レオパレス21(以下、レオパレス:東京都中野区)が家主を相手取り、借り上げ家賃の減額請求訴訟を起こし、係争中だ。
鑑定で提示額の妥当性争う
レオパレスは、被告の家主に賃貸住宅と駐車場の借り上げ家賃として、167万8571円を支払っていた。しかし、近隣物件の家賃相場との乖離(かいり)が認められたとして、従来家賃より約33%下げた112万1855円への減額を求めた。

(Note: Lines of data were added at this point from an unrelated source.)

PR #1806, opened 2026-04-13
Enforce MyPy "disallow any generics" rule

### LINKED ISSUE #1807: Enforce MyPy "disallow any generics" rule

Manangka:
Fixes #1807 

# Description
This PR fixes the mypy errors when enabling the "disallow any generics"
The majority of the changes are type hints and this no functional  changes.
The exceptions are in:
- simulation.py A key is converted to a string
- msw/model.py‎ Some none checks are added

# Checklist

- [ ] Links to correct issue
- [ ] Unit tests were added

### DIFF
--- a/imod/mf6/model.py
+++ b/imod/mf6/model.py
@@ -6,7 +6,7 @@ import inspect
 import pathlib
 import warnings
 from pathlib import Path
-from typing import Any, List, Optional, Tuple, Union
+from typing import Any, List, Optional, Tuple, Union, cast
 
 import cftime
 import jinja2
@@ -90,7 +90,7 @@ def _create_boundary_condition_clipped_boundary(
     original_model: Modflow6Model,
     clipped_model: Modflow6Model,
     state_for_boundary: Optional[GridDataArray],
-    clip_box_args: tuple,
+    clip_box_args: tuple[Any, ...],
 ) -> Optional[StateType]:
     # Create temporary boundary condition for the original model boundary. This
     # is used later to see which boundaries can be ignored as they were already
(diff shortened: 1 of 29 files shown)


imod/mf6/model.py
```diff
@@ -569,7 +569,7 @@ def _write(
                         write_context=pkg_write_context,
                     )
                 elif issubclass(type(pkg), imod.mf6.HorizontalFlowBarrierBase):
-                    mf6_hfb_ls.append(pkg)
+                    mf6_hfb_ls.append(cast(HorizontalFlowBarrierBase, pkg))
```
JoerivanEngelen: Strange that this has to be cast, wouldn't ``isinstance`` be more fitting here instead of ``issubclass``? Perhaps the casting is not necessary here?

imod/msw/model.py
```diff
@@ -317,6 +317,8 @@ def _write_simulation_settings(self, directory: Path) -> None:
 
         # Add IdfMapping settings
         idf_key = self.get_pkgkey(IdfMapping)
+        if idf_key is None:
```
JoerivanEngelen: Are these checks really necessary btw? We could adapt ``get_pkgkey`` to throw the error there instead? There is a check in MetaSWAP to check if all required packages are present in the model, this check is called before writing the simulation settings.

JoerivanEngelen (approved):
Thanks for fixing this, I have some questions. Approving in advance

imod/mf6/model.py
Manangka: You're right. Replacing it by `isinstance` fixed the issue without having to resort to casting

imod/msw/model.py
Manangka: As discussed, these changes don't make the code easier to read and are also not necessary since it is ensured elsewhere that there can be no None types.
Therefor i reverted these changes and instead added a comment to ignore the mypy errors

2021年8月以降の、同社の求める借り上げ家賃と従来家賃との差額分など合計1316万7900円を請求する。
それに対し、家主はレオパレスによる賃料減額請求は①借地借家法第32条1項に定められた「土地若しくは建物の価格の上昇若しくは低下その他の経済事情の変動により、又は近傍同権の建物の借賃に比較して不相当となった」とする要件を欠く②賃料額が事情の変更により不相当になったことを証明できていないとし、レオパレスと全面的に争う姿勢を見せる。
11月1日に東京地裁で行われた第1回口頭弁論では、原告側が不動産鑑定評価書の提出を検討することになった。今後は、レオパレスが賃料額の不相当性を証明できるかがカギになる。相当額について争うことになった場合には、不動産鑑定評価書の内容を基にしつつ裁判で判断される。

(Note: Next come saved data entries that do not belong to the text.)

PR #1824, opened 2026-04-23
Issue #1823 regrid imod5 cap data

### LINKED ISSUE #1823: [FEATURE] - Regrid iMOD5 data for MetaSWAP models as well.
**Is your feature request related to a problem? Please describe.**
The development of the iMOD5 support, I neglected automatic regridding of the MetaSWAP data in the dbase, as it was not necessary for the LHM. This now has to be implemented for the regional models.

JoerivanEngelen:
Fixes #1823

# Description
Regrid iMOD5 CAP data immediately to MODFLOW6 discretization in ``MetaSwapModel.from_imod5_data`` .  I'm doing this regridding prior to calling the individual ``from_imod5_data`` methods of each MetaSwap package as we can then be sure that all grids in the iMOD5 CAP data are on to the right grid (which is not necessarily the case with the data in projectfile), before other grid operations like ``get_cell_area_from_imod5_data`` are done. Furthermore, the keys in the CAP data differ from the variable names in packages. 

This differs slightly from the approach in the MODFLOW6 module, where regridding is done in ``Package.from_imod5_data``.

Fixes the following:
- Regrid CAP data
- Let ``_regrid_array`` return a DataArray without any dimensions instead of a numpy array if_scalar is True, this is consistent with the type annotation, and has the advantage that these scalars can be broadcasted without having to do additional type conversions in the masking operation later. 
- Boyscouting: Fix typo in "conductivity_factor" key that is used mostly internally

# Checklist

- [x] Links to correct issue
- [x] Unit tests were added

### DIFF
--- a/imod/msw/utilities/imod5_converter.py
+++ b/imod/msw/utilities/imod5_converter.py
@@ -1,12 +1,18 @@
+from typing import Optional
+
 from xarray.core.utils import is_scalar
 
 from imod.common.constants import MaskValues
+from imod.common.utilities.regrid import _regrid_package_data
 from imod.logging import LogLevel, logger
 from imod.mf6 import StructuredDiscretization
+from imod.msw.regrid.regrid_schemes import CapDataRegridMethod
 from imod.msw.utilities.common import concat_imod5
 from imod.msw.utilities.mask import MetaSwapActive
-from imod.typing import GridDataArray, GridDataDict
+from imod.typing import GridDataArray, GridDataDict, Imod5DataDict
 from imod.typing.grid import ones_like
+from imod.util.dims import drop_layer_dim_cap_data
+from imod.util.regrid import RegridderWeightsCache
 from imod.util.spatial import get_cell_area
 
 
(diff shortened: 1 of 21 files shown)


imod/msw/utilities/imod5_converter.py
```diff
@@ -116,3 +122,33 @@ def has_active_scaling_factor(imod5_cap: GridDataDict):
         )
 
     return not scaling_factor_inactive
+
+
+def regrid_imod5_data(
+    imod5_data: Imod5DataDict,
+    target_dis: StructuredDiscretization,
+    regridder_types: Optional[CapDataRegridMethod] = None,
```
Manangka: Instead of this being optional you can assign it a default value of ` CapDataRegridMethod()`. That way you can remove the `if None` statement at line 147

Manangka (approved):

imod/msw/utilities/imod5_converter.py
JoerivanEngelen: Yes, I did it this way to keep things consistent with how ``regridder_types`` are provided in the mf6 module. Looking at the mf6 module, I think there with the current setup it is the best way to do things, but here it isn't really necessary. I'll provide the default value of ``CapDataRegridMethod()`` to ``MetaSwapModel.from_imod5_data``.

今回の裁判における重要な点は、レオパレスが「家賃適正化」として21年4月以降に行ってきた、借り上げ家賃減額の妥当性が裁判で争われることだ。
レオパレスが、家主との合意なしに、一方的に減額した借り上げ家賃を振り込んだ案件が問題化した。一方的な減額に対し、従来の家賃を支払うことを求める裁判が少なくとも27人の家主から提起された。
今回の被告の家主もその一人だった。裁判のさなかレオパレスが減額前の家賃との差額などを家主側に支払ったことで、減額賃料が適正かどうかに関しては裁判では争われなかった。
家主側の弁護士を務める鈴木沙良夢法律事務所(東京都新宿区)鈴木沙良夢弁護士は「レオパレスの提示した資料だけでは、借り上げ家賃の妥当性は判定できない。レオパレス側に立証責任があるため、同社が私的な鑑定書を提出した上で、裁判所に鑑定の申し出を行うのが筋」と語った。
レオパレスは「訴訟中につき回答は控える」とコメントした。